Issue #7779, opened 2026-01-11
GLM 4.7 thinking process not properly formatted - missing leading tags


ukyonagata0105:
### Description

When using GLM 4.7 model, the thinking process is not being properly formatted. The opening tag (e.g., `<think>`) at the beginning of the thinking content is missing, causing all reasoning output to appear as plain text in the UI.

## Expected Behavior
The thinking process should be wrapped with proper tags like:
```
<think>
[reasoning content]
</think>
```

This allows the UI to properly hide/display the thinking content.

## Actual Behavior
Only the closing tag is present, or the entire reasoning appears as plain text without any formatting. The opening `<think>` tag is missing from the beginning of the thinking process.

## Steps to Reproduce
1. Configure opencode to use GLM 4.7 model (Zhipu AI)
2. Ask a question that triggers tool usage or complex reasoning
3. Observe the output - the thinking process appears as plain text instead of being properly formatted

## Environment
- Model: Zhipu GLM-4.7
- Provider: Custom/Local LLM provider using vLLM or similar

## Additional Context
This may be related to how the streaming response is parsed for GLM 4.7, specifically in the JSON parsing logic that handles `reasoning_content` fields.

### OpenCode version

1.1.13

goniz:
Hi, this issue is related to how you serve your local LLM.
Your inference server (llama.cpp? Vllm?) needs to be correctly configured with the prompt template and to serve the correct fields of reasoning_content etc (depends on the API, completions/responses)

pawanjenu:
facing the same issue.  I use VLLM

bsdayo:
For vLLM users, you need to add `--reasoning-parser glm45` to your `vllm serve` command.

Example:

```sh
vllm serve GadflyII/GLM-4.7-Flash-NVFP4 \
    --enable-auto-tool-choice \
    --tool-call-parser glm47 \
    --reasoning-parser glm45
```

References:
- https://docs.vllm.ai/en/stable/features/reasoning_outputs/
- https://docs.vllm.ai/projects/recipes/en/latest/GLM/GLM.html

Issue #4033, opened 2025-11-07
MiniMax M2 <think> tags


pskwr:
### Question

What the task requires: Each entry above is to be duplicated exactly, with nothing left out.

Solution for this task:
Issue #7779, opened 2026-01-11
GLM 4.7 thinking process not properly formatted - missing leading tags


ukyonagata0105:
### Description

When using GLM 4.7 model, the thinking process is not being properly formatted. The opening tag (e.g., `<think>`) at the beginning of the thinking content is missing, causing all reasoning output to appear as plain text in the UI.

## Expected Behavior
The thinking process should be wrapped with proper tags like:
```
<think>
[reasoning content]
</think>
```

This allows the UI to properly hide/display the thinking content.

## Actual Behavior
Only the closing tag is present, or the entire reasoning appears as plain text without any formatting. The opening `<think>` tag is missing from the beginning of the thinking process.

## Steps to Reproduce
1. Configure opencode to use GLM 4.7 model (Zhipu AI)
2. Ask a question that triggers tool usage or complex reasoning
3. Observe the output - the thinking process appears as plain text instead of being properly formatted

## Environment
- Model: Zhipu GLM-4.7
- Provider: Custom/Local LLM provider using vLLM or similar

## Additional Context
This may be related to how the streaming response is parsed for GLM 4.7, specifically in the JSON parsing logic that handles `reasoning_content` fields.

### OpenCode version

1.1.13

goniz:
Hi, this issue is related to how you serve your local LLM.
Your inference server (llama.cpp? Vllm?) needs to be correctly configured with the prompt template and to serve the correct fields of reasoning_content etc (depends on the API, completions/responses)

pawanjenu:
facing the same issue.  I use VLLM

bsdayo:
For vLLM users, you need to add `--reasoning-parser glm45` to your `vllm serve` command.

Example:

```sh
vllm serve GadflyII/GLM-4.7-Flash-NVFP4 \
    --enable-auto-tool-choice \
    --tool-call-parser glm47 \
    --reasoning-parser glm45
```

References:
- https://docs.vllm.ai/en/stable/features/reasoning_outputs/
- https://docs.vllm.ai/projects/recipes/en/latest/GLM/GLM.html

Issue #4033, opened 2025-11-07
MiniMax M2 <think> tags


pskwr:
### Question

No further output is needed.